# Show us your....



## dmina (Oct 28, 2015)

Mantis enclosures....

I will show you mine...

I have done quite a lot of different ones...

I thought I would share... for inspiration...





































Show us yours... if you don't mind sharing...

Thanks for looking


----------



## KevinsWither (Oct 28, 2015)

Ooh, that's good. Mines are in kritter keepers.


----------



## hibiscusmile (Oct 28, 2015)

I like the one with rocks.


----------



## dmina (Oct 28, 2015)

KevinsWither said:


> Ooh, that's good. Mines are in kritter keepers.


did you fix them up? let us see... I run out of ideas... I'm looking for new ideas..


----------



## Rick (Oct 29, 2015)

Some enclosures of the past.
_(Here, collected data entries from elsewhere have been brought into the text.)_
PR #3405, opened 2021-07-01
Improve mask_fit handling in analysis_3d notebook

registerrier:
**Description**

This pull request clarifies the usage of the mask_fit in analysis_3d. It removes the manual creation of the map which is not the recommended approach.

**Dear reviewer**

### DIFF
--- a/docs/tutorials/analysis/3D/analysis_3d.ipynb
+++ b/docs/tutorials/analysis/3D/analysis_3d.ipynb
@@ -254,7 +254,12 @@
     "\n",
     "We choose a point source model with an exponential cutoff power-law spectrum.\n",
     "\n",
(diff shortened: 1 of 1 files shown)


adonath:
Thanks @registerrier, I agree the analysis tutorial is not the right place for this. However I think showing how to create a mask manually is still useful, so maybe we show it in the mask tutorial instead?

registerrier:
Yes indeed. The mask_map notebook lacks completely something for energy. So we need to show how to define a mask in energy manually and with the specific method there. And also how to combine the spatial part and spectral part. I can add that.

I think we also need to refer more frequently to this notebook to help people understand the roles of the different masks and how to create/handle them. I will add a reference here.

adonath (approved):

adonath:
Thanks @registerrier!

I've been in school for the last six years and haven't kept mantids full time so these pictures are just previous setups going back probably 13 years or so. We're in a transition period and once things are settled I'll get back into things.

This is circa 2005. I still use those mini aquariums which can be divided into thirds.













I was using the laundry basket as a place to hatch large ooths.

















My favorite type of enclosure, the 32 oz insect cup with mesh lid. I stopped using the moss years ago.





An enclosure I made for a few I. diablolica. Unfortunately all of them died the night they arrived due to shipping issues but I still have it ready to go and will try again.


----------



## dmina (Oct 29, 2015)

WOW... that was awesome... really nice setups... I put shower curtains around my racks.. but the insulation... such a better idea!


----------